__Your task__:
Select, from the data, each line where "processHtmlAttributes" occurs.

__Stored data__:
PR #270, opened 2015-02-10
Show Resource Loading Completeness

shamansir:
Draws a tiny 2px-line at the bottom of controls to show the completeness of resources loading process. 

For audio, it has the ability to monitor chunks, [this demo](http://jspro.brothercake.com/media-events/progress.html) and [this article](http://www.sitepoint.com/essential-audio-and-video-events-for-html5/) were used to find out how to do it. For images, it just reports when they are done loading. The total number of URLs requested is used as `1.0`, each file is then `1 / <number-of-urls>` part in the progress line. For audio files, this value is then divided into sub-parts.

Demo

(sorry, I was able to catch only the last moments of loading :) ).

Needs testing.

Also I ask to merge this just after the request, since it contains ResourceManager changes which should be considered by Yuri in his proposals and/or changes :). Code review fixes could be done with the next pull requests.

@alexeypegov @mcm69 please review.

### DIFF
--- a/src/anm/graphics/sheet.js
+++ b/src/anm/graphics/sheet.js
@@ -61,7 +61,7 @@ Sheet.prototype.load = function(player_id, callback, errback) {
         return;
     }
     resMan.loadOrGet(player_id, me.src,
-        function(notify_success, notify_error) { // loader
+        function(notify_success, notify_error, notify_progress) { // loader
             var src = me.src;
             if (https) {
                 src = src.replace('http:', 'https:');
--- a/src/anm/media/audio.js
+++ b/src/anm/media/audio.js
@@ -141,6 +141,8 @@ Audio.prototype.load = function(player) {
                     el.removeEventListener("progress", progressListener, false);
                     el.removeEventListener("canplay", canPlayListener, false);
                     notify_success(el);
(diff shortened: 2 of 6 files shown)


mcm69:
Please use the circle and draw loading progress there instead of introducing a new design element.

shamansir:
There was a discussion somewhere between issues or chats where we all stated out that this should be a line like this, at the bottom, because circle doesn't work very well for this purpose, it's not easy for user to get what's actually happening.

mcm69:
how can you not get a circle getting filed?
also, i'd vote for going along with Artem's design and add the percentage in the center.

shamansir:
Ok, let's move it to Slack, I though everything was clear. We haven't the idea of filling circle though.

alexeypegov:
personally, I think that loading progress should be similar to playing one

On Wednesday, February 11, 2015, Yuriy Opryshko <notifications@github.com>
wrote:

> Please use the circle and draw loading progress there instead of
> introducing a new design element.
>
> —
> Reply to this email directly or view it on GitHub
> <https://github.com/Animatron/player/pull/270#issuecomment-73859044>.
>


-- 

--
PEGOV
--
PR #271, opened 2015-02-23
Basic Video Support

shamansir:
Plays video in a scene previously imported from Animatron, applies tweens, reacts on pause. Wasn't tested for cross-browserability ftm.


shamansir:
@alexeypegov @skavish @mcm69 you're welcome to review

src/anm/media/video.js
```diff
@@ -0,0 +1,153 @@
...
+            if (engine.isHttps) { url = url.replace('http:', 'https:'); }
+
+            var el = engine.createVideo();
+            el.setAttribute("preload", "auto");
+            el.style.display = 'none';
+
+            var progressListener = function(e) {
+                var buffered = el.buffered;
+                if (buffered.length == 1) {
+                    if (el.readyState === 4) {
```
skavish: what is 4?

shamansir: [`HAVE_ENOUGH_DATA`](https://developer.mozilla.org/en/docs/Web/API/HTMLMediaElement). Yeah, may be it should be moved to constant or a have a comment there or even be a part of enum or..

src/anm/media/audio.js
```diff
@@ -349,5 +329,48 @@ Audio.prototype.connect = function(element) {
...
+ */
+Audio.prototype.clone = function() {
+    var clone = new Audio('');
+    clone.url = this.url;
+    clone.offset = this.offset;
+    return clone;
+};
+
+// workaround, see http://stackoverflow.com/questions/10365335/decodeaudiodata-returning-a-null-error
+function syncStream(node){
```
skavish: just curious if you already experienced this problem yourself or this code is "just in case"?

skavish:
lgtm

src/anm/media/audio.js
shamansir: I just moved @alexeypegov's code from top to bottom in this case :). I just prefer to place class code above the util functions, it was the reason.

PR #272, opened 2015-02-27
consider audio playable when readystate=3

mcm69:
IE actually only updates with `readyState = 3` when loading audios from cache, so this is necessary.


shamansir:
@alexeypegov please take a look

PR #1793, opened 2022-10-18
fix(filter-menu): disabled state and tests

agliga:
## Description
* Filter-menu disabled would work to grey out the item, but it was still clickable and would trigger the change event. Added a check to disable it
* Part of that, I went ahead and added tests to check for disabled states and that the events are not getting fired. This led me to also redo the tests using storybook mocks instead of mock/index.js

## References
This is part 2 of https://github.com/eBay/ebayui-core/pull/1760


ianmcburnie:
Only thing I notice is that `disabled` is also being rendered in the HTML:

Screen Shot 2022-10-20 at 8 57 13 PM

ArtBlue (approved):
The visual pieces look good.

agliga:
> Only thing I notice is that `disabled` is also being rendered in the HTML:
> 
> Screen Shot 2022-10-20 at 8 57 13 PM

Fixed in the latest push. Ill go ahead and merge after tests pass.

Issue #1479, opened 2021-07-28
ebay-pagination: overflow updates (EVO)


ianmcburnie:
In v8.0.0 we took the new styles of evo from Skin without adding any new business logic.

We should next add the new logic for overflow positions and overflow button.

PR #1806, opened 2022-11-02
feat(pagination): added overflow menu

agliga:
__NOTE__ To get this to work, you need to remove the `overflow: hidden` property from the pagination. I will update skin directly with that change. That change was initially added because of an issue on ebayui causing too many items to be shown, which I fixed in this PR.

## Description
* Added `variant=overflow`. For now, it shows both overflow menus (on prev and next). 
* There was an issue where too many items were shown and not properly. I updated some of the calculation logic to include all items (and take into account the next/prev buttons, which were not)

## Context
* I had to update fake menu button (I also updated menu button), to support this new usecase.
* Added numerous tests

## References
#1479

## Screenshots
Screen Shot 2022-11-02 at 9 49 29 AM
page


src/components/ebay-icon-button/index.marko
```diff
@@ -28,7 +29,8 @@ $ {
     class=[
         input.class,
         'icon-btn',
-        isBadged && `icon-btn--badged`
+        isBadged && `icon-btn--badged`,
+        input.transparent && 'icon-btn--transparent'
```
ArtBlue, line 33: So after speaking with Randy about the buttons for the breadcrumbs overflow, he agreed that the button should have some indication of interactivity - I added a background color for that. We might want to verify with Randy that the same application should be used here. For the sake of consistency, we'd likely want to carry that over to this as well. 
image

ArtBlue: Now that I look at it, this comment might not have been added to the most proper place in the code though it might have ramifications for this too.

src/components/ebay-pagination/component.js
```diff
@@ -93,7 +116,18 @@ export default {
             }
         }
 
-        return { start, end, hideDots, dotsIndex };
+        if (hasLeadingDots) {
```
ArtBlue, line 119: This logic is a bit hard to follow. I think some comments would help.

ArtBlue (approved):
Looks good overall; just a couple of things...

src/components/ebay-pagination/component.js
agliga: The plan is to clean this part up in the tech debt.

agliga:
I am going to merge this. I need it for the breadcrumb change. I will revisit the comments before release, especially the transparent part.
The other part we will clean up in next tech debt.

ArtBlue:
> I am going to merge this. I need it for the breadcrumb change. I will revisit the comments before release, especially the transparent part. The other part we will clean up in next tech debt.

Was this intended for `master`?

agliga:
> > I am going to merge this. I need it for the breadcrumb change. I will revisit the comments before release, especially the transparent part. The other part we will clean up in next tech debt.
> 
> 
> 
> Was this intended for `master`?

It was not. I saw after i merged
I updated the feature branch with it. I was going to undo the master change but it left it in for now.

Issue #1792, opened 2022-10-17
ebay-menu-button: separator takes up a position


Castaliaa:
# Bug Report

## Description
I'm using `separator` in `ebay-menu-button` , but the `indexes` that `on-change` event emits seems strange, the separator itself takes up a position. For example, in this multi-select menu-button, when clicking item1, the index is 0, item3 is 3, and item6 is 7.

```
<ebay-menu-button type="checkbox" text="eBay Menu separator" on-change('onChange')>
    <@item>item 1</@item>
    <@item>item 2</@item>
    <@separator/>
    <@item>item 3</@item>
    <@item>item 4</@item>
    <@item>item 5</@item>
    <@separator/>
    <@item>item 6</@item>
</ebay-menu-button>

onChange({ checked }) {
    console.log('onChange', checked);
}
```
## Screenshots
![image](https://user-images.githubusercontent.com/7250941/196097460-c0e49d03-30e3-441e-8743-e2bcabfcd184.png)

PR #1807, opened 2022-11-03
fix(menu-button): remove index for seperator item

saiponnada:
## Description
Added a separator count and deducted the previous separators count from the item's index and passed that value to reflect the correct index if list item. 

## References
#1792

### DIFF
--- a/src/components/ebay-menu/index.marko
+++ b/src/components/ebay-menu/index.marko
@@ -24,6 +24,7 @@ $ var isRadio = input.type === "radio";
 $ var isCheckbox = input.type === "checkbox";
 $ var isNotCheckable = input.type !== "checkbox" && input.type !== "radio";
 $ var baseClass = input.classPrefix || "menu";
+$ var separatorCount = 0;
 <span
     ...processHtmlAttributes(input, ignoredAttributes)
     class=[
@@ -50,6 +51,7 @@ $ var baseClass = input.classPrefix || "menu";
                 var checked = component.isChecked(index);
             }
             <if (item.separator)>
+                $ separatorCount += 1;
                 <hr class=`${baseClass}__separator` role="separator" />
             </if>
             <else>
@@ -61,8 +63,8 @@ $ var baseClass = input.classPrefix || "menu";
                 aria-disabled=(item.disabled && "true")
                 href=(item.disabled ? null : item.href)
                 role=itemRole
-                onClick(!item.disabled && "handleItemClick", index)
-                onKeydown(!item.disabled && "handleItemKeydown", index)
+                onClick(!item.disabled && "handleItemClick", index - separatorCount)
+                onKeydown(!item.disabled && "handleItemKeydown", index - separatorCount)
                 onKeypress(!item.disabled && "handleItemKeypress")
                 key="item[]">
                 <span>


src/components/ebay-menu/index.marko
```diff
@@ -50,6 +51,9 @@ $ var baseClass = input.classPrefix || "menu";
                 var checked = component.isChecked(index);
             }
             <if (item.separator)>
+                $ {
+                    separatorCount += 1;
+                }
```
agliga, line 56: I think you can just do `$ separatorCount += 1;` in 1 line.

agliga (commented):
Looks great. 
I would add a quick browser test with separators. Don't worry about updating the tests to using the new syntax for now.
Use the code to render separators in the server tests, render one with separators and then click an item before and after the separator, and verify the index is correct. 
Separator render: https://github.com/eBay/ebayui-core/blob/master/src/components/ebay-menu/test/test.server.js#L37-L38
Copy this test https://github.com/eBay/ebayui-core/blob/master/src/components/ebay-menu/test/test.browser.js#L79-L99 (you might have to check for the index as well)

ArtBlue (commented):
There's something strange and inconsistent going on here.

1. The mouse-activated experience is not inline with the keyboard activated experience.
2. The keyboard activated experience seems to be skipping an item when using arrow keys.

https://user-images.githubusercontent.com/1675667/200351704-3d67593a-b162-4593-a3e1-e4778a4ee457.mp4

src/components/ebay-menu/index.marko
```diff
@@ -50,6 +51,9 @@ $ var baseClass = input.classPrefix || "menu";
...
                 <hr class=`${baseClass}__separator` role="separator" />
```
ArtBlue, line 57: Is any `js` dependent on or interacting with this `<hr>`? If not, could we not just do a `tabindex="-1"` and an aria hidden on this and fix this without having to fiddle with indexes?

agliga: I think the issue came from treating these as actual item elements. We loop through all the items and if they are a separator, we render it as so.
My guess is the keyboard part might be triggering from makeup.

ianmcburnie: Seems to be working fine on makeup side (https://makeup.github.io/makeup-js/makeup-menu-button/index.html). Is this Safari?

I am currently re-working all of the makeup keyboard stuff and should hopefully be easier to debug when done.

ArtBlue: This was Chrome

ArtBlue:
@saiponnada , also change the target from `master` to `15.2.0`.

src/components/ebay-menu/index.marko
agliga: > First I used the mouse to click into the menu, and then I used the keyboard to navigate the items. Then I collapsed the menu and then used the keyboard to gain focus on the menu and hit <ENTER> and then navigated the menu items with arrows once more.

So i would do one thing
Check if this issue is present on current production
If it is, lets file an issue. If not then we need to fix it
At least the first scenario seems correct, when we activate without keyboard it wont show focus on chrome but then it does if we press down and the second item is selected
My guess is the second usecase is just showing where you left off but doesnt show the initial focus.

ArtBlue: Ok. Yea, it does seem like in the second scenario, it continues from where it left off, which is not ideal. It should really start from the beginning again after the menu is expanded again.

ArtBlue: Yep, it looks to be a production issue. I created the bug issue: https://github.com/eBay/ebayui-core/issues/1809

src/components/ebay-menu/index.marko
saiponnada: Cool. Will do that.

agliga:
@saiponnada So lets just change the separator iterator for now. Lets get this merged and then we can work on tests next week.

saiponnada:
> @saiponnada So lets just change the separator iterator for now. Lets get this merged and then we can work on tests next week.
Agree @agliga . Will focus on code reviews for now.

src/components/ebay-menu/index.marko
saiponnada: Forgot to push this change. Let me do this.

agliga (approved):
--
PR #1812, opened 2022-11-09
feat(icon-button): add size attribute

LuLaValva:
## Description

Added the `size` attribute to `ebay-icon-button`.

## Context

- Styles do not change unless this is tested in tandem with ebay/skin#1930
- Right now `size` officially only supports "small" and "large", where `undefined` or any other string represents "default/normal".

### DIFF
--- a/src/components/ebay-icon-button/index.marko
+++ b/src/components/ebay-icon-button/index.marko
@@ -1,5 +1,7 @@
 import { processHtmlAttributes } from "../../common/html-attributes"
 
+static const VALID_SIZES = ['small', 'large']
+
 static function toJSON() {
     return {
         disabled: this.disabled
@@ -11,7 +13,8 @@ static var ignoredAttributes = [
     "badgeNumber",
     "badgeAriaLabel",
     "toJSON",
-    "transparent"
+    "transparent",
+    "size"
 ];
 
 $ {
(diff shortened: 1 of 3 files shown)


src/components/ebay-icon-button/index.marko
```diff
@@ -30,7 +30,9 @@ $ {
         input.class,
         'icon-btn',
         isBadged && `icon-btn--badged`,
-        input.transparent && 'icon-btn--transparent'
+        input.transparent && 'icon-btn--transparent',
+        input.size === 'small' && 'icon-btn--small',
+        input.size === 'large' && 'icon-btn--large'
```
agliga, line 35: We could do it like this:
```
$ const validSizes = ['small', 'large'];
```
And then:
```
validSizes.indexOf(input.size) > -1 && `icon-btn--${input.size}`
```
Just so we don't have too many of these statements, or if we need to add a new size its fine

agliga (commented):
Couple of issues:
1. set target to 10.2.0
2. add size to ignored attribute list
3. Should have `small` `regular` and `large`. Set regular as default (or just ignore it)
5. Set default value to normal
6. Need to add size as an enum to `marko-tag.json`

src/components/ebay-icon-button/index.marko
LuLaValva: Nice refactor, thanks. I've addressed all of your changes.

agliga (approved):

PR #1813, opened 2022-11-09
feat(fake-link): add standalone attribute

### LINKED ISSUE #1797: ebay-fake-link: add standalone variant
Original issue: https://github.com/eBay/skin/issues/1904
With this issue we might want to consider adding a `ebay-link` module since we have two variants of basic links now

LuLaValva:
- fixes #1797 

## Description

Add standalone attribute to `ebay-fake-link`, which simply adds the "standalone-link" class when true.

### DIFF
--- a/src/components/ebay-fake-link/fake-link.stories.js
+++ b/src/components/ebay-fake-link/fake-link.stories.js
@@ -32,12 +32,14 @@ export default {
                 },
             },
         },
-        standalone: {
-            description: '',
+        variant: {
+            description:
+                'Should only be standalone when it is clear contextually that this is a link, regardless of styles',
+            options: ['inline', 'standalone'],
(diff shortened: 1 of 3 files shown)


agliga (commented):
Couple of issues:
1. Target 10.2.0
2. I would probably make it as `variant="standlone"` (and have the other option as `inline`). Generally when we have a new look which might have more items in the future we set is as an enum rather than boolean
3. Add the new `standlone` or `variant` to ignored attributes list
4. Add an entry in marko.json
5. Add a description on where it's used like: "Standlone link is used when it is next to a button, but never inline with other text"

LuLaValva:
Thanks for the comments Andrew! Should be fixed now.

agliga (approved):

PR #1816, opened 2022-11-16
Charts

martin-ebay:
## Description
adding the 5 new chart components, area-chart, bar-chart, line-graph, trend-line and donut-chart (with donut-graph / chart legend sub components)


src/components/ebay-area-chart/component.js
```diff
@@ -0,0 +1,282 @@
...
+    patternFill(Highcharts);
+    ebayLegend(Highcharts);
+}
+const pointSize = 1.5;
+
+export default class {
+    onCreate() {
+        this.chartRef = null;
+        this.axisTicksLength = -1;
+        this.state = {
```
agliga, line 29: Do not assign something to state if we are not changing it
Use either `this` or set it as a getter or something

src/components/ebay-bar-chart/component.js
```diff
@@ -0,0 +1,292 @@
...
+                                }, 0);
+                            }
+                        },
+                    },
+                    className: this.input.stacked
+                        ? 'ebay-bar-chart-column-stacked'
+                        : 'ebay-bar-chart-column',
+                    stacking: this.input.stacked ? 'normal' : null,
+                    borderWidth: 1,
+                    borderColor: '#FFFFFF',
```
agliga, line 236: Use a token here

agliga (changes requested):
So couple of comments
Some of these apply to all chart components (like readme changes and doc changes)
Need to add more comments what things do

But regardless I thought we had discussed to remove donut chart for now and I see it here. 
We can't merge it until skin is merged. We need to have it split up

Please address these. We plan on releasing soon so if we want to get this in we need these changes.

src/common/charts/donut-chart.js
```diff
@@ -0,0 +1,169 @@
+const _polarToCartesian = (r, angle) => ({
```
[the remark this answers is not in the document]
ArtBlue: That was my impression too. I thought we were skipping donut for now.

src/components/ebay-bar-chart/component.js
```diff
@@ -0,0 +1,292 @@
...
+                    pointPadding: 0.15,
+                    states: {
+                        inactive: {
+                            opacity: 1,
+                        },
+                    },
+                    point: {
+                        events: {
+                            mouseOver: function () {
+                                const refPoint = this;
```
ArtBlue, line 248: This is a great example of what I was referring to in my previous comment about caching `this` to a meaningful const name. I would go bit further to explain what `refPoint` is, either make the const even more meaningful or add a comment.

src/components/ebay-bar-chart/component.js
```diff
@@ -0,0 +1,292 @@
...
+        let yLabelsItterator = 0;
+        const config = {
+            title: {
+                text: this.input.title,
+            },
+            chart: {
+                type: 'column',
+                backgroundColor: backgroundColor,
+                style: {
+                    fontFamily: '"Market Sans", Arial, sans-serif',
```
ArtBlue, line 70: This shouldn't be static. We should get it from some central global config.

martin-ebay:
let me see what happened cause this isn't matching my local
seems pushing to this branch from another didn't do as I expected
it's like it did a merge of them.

__Output__:
     ...processHtmlAttributes(input, ignoredAttributes)
 import { processHtmlAttributes } from "../../common/html-attributes"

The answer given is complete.